→ ACTIVITY
Of the entries below, return exactly those lines that fall between the one containing "I refactored the" and the one containing "hierarchies + scale-out)", the two end lines included.

======== DATA SUPPLIED ========

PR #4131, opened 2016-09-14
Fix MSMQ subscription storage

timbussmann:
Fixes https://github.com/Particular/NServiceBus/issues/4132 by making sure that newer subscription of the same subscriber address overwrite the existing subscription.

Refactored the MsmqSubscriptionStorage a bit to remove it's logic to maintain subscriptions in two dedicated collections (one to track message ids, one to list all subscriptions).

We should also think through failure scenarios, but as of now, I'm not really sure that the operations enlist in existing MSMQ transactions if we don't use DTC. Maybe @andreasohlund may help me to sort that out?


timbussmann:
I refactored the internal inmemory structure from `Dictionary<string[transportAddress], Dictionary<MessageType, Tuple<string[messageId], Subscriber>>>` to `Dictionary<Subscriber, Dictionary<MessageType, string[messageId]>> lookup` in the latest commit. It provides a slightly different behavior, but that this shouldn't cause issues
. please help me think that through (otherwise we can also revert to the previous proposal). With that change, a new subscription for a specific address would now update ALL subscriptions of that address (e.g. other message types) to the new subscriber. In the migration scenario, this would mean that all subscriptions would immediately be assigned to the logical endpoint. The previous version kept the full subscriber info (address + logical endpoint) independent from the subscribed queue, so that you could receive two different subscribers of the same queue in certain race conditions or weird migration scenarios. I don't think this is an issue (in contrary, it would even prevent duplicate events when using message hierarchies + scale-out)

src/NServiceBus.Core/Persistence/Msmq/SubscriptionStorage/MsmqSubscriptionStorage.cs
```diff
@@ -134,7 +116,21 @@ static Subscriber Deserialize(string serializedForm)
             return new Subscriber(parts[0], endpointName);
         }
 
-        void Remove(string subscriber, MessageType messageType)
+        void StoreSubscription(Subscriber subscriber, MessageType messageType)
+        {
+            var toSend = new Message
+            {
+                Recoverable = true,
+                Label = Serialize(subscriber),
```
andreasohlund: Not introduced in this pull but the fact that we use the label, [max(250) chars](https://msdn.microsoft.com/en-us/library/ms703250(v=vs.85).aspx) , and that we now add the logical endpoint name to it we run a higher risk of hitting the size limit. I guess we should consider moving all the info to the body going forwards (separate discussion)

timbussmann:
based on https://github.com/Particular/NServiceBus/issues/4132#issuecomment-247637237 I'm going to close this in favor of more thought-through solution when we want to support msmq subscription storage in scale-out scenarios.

========

→ EXERCISE RESPONSE
I refactored the internal inmemory structure from `Dictionary<string[transportAddress], Dictionary<MessageType, Tuple<string[messageId], Subscriber>>>` to `Dictionary<Subscriber, Dictionary<MessageType, string[messageId]>> lookup` in the latest commit. It provides a slightly different behavior, but that this shouldn't cause issues
. please help me think that through (otherwise we can also revert to the previous proposal). With that change, a new subscription for a specific address would now update ALL subscriptions of that address (e.g. other message types) to the new subscriber. In the migration scenario, this would mean that all subscriptions would immediately be assigned to the logical endpoint. The previous version kept the full subscriber info (address + logical endpoint) independent from the subscribed queue, so that you could receive two different subscribers of the same queue in certain race conditions or weird migration scenarios. I don't think this is an issue (in contrary, it would even prevent duplicate events when using message hierarchies + scale-out)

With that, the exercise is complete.